Modern nuclear power plants are typically designed for a lifetime of 60 years, while older reactors were build with a typical lifetime of 30-40 years, though many of those have received renovations and life extensions of 15-20 years.[13] Some believe nuclear power plants can operate for as long as 80 years or longer with proper maintenance and management. While most components of a nuclear power plant, such as steam generators, are replaced when they reach the end of their useful lifetime, the overall lifetime of the power plant is limited by the life of components that cannot be replaced when aged by wear and neutron embrittlement, such as the reactor pressure vessel. [14] At the end of their planned life span, plants may get an extension of the operating license for some 20 years and in the US even a "subsequent license renewal" (SLR) for an additional 20 years.[15][16]

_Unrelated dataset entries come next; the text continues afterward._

PR #13184, opened 2026-08-12
DEV-1782: Fix column moving blocked by the sorting label

budnix:
### Context

The PR fixes a regression reported in DEV-1782: with `columnSorting` enabled, a column could not
realistically be moved by dragging its header.

Two things caused it, and both are fixed here.

**1. There was nowhere left to start a drag.** `ManualColumnMove` refuses any press whose target
carries `sortAction` — the class on the header label — because that press belongs to sorting. Since
17.1.0 the header became a flex row and the label was given `flex: 1 1 auto`, so the label covers the
whole header cell. The draggable strip collapsed to a flat 17px that no longer grows with the column,
down from 94px on a 120px column in 17.0.1. Pressing the header centre sorted instead of moving.

**2. Selecting a column always sorted it.** A column has to be selected before it can be dragged, and
every way of selecting it (a header press) also sorted it — so moving a column re-sorted it on the way.

Measured on a 120px column, sorted and selected:

| version | draggable strip |
|---|---|
| 17.0.1 | 94px |
| 17.1.0 / 18.0.0 | 17px |

### What changed

**Sorting resolves on release, not on press.** Both plugins split the gesture by whether the pointer
travelled: a press that stays put sorts, a press that travels moves the column.

- Travel is measured from `mousemove`, not by comparing the press and release positions. Pressing a
  partly visible header scrolls it into view, which moves the header under a stationary pointer — that
  is not a drag, and comparing down/up coordinates misreads it as one.
- The release is resolved from `afterOnCellMouseUp`, with a document `mouseup` fallback for releases
  outside a cell. Walkontable calls its own `onMouseUp` directly from `touchend` instead of dispatching
  a DOM event, so a document listener alone would have killed tap-to-sort on touch devices.
- Whether an open editor needs validating is captured at press time, as before. Reading it on release
  is wrong: selecting a column opens an editor on the highlighted cell, so any validated column would
  wait for a validation that never runs.
- `ManualColumnMove` drops the `sortAction` guard and gates the move on a new `#dragged` flag.

**Only the label and the sort indicator sort on click.** The label is sized to its content and centred
instead of filling the header cell, so the header around it selects the column without sorting it. On a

Even when a license is extended, it does not guarantee the reactor will continue to operate, particularly in the face of safety concerns or incident.[17] Many reactors are closed long before their license or design life expired and are decommissioned. The costs for replacements or improvements required for continued safe operation may be so high that they are not cost-effective. Or they may be shutdown due to technical failure.[18] Other ones have been shutdown because the area was contaminated, like Fukushima, Three Mile Island, Sellafield, Chernobyl.[19] The British branch of the French concern EDF Energy, for example, extended the operating lives of its Advanced Gas-cooled Reactors with only between 3 and 10 years.[20]All seven AGR plants are expected to be shutdown in 2022 and in decommissioning by 2028.[21] Hinkley Point B was extended from 40 to 46 years, and closed. The same happened with Hunterston B, also after 46 years.